In fact, Great Britain – the country we fought a war in order to escape “sovereign intrusion – until recently had a system wherein for one particular progressive disease which involved blindness, the cost effectiveness scale utilized would not authorize needed surgery until the second eye was also affected, until public outrage caused a reversal there in that policy.
It appears President Obama, as with his predecessor, views his role as that of a CEO for U.S.A. Inc., and not in any way conversant or familiar with the actual limitations on his office accorded him in our Constitution with respect to the citizenry. He did swear an oath, twice actually, but seems to have the same interpretations of “executive privilege” and “executive powers” as his predecessor and quite a few before him. With 535 other “representatives” you would at least think one of them had read the document upon which they, too, swore their oath.
This health care agenda definitely does not bode well for the baby boomer generation, which will be the largest segment of the population affected by these measures under the Obama regime. This is nothing short of “Soylent Green” come to life, and would appear Mr. Daschle may have written the script.
It will be interesting to see if the federal public employees including Mr. Obama and those Congressional members will keep their health care plans as with their private pension plans, and be exempted from the taxes and costs associated with this program and their records deemed “privileged.”

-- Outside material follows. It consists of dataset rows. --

PR #15739, opened 2024-02-11
fix(protocol): need to fix a bug in LibTrieProof (or its test)

dantaik:
`forge test --evm-version cancun -vvv --mt test_verifyFullMerkleProof` fails

### DIFF
--- a/packages/protocol/contracts/libs/LibTrieProof.sol
+++ b/packages/protocol/contracts/libs/LibTrieProof.sol
@@ -26,6 +26,7 @@ library LibTrieProof {
      * @param stateRoot The merkle root of state tree.
      * @param addr The address of contract.
      * @param slot The slot in the contract.
+     * @param value The value to be verified.
      * @param mkproof The proof obtained by encoding storage proof.
      * @return verified The verification result.
      */
--- a/packages/protocol/contracts/libs/LibTrieProof.sol
+++ b/packages/protocol/contracts/libs/LibTrieProof.sol
@@ -28,7 +28,6 @@ library LibTrieProof {
      * @param slot The slot in the contract.
      * @param value The value to be verified.
      * @param mkproof The proof obtained by encoding storage proof.
-     * @return verified The verification result.
      */
     function verifyFullMerkleProof(
         bytes32 stateRoot,
@@ -39,7 +38,6 @@ library LibTrieProof {
     )
         internal
         pure
-        returns (bool verified)
     {
         (bytes[] memory accountProof, bytes[] memory storageProof) =
             abi.decode(mkproof, (bytes[], bytes[]));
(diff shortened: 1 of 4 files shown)


adaki2004 (approved):

adaki2004:
Issue was padding:
`bytes.concat(value)`

In previous code we simply passed the `hex"01"` to `SecureMerkleTrie` but now it went through an intermediary call (from `SignalService` -> `LibTrieProof` -> `SecureMerkleTrie` and the conversion +` bytes.concat` padded it like this:
`0x0100000000000000000000000000000000000000000000000000000000000000`
but we need this:
`0x01`

packages/protocol/contracts/libs/LibTrieProof.sol
```diff
@@ -18,22 +18,21 @@ library LibTrieProof {
...
      * @param slot The slot in the contract.
-     * @param value The value to be verified.
      * @param mkproof The proof obtained by encoding storage proof.
      * @return verified The verification result.
      */
     function verifyFullMerkleProof(
         bytes32 stateRoot,
         address addr,
         bytes32 slot,
-        bytes32 value,
```
Brechtpd, line 36: I guess could still take `bytes memory value` without extra complications to allow the lib to be used to check other values.

Brechtpd (approved):

packages/protocol/contracts/libs/LibTrieProof.sol
adaki2004: Sure thing i thought the same too, tho i tried to play around with correct conversions.

So in SignalService we do: hex"01", it translates to bytes32 and by default already it is wrong (padding and trailing zeros)
0x0100000000000000000000000000000000000000000000000000000000000000

How can we overcome this easiest ?

Brechtpd: But if you change `bytes32 value` to `bytes memory value` in `verifyFullMerkleProof` there won't be a conversion to bytes32 first right?

adaki2004: should be, yes, totally missed that. 🤣  will do real quick.

packages/protocol/contracts/libs/LibTrieProof.sol
```diff
@@ -18,22 +18,22 @@ library LibTrieProof {
...
     error LTP_INVALID_ACCOUNT_PROOF();
+    error LTP_INVALID_INCLUSION_PROOF();
 
     /**
      * Verifies that the value of a slot in the storage of an account is value.
      *
      * @param stateRoot The merkle root of state tree.
      * @param addr The address of contract.
      * @param slot The slot in the contract.
-     * @param value The value to be verified.
```
Brechtpd, line 28: comment can be added back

If the response is the same as has been the case over providing his certified birth certificate in order to unequivocally prove that he meets the legal qualifications for his right to hold the highest office in this country, how much would you like to bet that Mr. Obama’s personal health care records will not make it into that public database? And most likely 435 others, the ones who stood by silently again with nary an objection other than political posturing while a match was lit to that document lying under glass in it’s faded glory less than a mile or two away.
Either Harvard’s law curriculum needs some work, or maybe Mr. Obama should check with his physician to see if perhaps he is suffering from a stress related disorder after that two year campaign and might need to consult a mental health professional for a checkup – privately, of course.